_TASK OBJECTIVE_
Would you please copy the part of the material below that opens with the line containing "Performing some measurements" and closes with the line containing "Considering that the"? Copy it exactly, and only it.

╔══

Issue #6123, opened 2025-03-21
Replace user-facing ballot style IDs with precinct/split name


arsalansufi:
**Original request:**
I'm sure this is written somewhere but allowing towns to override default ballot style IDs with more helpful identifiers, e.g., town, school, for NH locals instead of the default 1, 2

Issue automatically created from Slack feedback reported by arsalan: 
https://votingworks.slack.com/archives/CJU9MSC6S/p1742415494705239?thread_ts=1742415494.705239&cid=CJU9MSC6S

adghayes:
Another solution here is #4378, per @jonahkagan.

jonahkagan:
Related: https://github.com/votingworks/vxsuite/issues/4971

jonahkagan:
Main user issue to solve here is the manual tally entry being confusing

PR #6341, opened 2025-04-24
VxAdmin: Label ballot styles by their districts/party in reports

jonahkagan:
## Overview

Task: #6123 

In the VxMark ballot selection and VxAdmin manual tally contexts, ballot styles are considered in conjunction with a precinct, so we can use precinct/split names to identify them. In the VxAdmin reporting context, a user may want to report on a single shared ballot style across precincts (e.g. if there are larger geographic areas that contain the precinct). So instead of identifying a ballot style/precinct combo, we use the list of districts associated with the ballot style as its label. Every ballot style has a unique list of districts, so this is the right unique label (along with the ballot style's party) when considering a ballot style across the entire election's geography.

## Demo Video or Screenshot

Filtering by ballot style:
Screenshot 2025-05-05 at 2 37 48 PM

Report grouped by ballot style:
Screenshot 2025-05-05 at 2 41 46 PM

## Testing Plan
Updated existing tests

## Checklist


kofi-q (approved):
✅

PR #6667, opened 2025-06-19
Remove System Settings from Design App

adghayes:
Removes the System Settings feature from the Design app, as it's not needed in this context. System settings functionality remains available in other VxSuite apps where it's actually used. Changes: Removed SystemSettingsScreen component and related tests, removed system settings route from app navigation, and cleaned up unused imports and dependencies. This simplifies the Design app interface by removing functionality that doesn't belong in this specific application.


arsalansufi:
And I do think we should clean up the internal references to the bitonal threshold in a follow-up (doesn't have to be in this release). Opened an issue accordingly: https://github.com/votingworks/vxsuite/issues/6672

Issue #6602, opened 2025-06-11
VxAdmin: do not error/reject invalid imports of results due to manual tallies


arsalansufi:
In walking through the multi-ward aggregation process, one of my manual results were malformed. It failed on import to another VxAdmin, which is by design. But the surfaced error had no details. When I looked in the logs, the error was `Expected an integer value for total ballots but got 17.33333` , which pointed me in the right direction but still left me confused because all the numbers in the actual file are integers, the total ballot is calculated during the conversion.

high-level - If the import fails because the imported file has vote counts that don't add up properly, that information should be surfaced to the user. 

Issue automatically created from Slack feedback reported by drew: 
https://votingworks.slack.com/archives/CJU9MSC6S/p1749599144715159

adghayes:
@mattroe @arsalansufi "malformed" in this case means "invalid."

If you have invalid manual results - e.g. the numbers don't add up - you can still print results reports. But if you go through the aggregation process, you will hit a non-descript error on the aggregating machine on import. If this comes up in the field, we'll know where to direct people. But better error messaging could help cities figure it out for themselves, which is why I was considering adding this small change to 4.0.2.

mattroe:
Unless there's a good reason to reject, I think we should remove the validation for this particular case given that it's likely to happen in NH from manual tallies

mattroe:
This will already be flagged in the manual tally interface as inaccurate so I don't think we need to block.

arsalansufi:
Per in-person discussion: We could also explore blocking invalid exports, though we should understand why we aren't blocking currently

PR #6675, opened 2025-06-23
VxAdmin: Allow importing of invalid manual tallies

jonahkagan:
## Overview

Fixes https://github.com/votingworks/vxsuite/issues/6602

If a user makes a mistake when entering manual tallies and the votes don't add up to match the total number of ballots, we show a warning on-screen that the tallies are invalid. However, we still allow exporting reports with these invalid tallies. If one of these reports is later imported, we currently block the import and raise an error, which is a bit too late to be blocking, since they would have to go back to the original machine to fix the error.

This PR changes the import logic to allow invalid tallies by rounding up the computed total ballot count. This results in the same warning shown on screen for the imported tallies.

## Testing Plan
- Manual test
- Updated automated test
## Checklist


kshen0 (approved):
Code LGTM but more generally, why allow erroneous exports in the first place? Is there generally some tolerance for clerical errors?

╚══
╔══

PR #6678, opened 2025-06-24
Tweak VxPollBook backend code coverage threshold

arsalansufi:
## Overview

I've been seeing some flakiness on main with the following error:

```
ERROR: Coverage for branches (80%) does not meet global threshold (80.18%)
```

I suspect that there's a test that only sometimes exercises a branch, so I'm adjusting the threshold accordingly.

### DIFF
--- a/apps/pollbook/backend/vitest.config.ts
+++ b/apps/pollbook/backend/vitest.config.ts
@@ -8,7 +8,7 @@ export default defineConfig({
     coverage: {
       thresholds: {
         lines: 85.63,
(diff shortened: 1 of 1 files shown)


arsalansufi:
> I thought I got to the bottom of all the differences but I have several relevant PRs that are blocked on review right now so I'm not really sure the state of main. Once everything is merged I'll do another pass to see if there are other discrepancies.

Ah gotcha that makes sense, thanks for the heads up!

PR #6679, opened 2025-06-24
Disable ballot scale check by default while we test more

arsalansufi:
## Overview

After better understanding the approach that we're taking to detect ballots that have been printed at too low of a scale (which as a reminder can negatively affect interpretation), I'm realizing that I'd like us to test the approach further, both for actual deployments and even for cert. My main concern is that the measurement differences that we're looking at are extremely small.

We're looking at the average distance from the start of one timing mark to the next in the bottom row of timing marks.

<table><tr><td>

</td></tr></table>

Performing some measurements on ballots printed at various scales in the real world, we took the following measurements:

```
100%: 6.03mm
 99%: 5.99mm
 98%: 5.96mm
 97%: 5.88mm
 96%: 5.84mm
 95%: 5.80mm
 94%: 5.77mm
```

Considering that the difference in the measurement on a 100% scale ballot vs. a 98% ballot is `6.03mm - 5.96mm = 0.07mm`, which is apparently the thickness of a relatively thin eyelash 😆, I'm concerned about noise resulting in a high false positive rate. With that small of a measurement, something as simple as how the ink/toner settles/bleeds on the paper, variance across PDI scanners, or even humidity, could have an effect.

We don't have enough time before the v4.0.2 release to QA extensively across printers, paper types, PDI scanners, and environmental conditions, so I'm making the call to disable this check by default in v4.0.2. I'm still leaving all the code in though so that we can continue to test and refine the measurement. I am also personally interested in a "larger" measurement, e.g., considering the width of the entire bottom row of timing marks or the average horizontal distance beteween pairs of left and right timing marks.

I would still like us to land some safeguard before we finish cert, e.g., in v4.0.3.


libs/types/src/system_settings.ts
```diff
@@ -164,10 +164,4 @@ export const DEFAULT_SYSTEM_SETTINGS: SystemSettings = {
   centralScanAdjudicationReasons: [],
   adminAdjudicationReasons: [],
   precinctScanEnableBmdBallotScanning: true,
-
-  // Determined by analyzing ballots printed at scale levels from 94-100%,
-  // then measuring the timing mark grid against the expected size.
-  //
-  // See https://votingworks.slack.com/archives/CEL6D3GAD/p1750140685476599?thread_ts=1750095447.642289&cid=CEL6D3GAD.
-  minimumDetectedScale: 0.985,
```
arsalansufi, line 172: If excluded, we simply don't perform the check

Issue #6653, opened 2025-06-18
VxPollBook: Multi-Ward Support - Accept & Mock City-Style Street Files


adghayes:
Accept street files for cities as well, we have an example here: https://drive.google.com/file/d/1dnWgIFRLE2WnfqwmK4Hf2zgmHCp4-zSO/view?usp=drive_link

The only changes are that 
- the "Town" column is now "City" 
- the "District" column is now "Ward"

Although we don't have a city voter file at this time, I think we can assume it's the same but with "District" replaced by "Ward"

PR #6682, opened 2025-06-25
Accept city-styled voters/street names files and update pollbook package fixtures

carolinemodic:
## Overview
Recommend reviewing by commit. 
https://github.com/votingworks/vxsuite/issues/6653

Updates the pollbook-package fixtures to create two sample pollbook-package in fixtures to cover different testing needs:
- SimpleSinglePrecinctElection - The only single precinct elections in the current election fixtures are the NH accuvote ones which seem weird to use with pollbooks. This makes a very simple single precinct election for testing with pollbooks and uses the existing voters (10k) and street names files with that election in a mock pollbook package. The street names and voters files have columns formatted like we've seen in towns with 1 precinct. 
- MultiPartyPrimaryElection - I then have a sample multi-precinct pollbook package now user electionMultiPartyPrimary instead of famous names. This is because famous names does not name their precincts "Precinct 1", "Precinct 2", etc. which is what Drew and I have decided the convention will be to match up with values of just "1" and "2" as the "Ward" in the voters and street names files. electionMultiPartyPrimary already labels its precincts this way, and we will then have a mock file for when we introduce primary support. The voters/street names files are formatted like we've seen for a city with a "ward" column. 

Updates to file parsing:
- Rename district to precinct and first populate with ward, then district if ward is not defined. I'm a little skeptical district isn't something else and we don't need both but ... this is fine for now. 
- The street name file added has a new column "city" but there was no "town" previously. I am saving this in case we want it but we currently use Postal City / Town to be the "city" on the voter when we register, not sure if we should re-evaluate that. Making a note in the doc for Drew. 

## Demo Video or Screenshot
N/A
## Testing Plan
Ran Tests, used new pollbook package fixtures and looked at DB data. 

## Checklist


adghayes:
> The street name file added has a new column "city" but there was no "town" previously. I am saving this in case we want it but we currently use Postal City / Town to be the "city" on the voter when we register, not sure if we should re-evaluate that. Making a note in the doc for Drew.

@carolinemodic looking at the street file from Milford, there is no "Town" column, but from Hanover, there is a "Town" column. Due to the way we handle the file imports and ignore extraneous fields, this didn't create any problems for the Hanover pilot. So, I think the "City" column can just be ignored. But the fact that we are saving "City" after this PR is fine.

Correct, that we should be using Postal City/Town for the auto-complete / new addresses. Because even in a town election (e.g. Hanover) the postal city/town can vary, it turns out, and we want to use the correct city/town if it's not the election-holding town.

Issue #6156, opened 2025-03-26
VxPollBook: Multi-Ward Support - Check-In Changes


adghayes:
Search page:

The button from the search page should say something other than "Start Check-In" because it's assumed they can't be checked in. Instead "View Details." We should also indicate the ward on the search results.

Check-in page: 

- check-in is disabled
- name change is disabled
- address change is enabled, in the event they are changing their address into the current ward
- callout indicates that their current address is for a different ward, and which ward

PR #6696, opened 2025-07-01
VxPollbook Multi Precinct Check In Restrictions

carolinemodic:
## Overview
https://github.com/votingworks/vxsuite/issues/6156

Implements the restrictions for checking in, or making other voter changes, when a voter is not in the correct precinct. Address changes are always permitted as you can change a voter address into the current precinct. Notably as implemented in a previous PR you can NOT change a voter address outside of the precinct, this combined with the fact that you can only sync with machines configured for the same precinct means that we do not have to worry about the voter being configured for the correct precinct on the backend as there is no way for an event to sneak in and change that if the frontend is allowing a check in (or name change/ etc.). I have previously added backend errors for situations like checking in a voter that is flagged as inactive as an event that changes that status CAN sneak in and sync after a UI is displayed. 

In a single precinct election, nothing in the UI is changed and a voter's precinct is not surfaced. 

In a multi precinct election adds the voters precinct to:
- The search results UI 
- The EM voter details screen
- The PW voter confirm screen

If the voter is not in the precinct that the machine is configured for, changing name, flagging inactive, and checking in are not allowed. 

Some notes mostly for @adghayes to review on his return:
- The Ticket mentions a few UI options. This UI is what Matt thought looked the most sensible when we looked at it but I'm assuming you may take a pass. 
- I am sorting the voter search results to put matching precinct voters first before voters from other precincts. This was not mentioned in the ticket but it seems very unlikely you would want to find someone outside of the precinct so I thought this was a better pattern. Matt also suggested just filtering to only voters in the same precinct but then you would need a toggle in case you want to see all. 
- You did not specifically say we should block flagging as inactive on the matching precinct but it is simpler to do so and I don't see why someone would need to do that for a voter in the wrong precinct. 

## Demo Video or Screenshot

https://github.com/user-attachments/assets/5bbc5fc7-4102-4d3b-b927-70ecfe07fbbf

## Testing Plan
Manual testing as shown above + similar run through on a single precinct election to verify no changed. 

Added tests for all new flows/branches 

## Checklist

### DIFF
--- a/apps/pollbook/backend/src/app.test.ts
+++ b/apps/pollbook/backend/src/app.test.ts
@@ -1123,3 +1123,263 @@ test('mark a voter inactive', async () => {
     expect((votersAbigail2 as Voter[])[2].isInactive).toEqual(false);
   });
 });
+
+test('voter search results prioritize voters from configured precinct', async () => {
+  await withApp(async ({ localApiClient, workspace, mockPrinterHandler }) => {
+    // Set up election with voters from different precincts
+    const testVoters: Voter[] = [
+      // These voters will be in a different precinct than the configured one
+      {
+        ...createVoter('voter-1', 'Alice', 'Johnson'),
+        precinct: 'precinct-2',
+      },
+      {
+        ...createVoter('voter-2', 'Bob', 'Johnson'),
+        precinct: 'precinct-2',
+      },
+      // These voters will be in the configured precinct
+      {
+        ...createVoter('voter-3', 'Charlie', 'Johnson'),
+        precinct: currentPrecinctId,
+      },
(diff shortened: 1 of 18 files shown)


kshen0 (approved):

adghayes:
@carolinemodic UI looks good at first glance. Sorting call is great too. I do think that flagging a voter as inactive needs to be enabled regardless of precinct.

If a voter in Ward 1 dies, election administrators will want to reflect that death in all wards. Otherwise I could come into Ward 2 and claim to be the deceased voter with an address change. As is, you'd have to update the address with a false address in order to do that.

╚══
╔══

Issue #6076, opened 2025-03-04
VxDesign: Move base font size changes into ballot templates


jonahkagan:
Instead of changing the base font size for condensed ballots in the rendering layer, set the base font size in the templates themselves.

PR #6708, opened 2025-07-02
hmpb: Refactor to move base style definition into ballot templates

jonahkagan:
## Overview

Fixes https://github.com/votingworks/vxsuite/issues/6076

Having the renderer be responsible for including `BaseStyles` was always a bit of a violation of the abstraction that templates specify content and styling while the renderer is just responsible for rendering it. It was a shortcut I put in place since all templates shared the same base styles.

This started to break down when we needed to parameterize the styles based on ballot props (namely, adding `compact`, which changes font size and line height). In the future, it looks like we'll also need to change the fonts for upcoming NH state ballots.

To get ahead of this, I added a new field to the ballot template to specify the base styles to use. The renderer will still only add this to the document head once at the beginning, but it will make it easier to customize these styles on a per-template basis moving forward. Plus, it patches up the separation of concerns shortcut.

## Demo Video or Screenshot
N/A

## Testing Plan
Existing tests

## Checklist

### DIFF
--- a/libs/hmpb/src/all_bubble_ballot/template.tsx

╚══

_RESPONSE BELOW_
Performing some measurements on ballots printed at various scales in the real world, we took the following measurements:

```
100%: 6.03mm
 99%: 5.99mm
 98%: 5.96mm
 97%: 5.88mm
 96%: 5.84mm
 95%: 5.80mm
 94%: 5.77mm
```

Considering that the difference in the measurement on a 100% scale ballot vs. a 98% ballot is `6.03mm - 5.96mm = 0.07mm`, which is apparently the thickness of a relatively thin eyelash 😆, I'm concerned about noise resulting in a high false positive rate. With that small of a measurement, something as simple as how the ink/toner settles/bleeds on the paper, variance across PDI scanners, or even humidity, could have an effect.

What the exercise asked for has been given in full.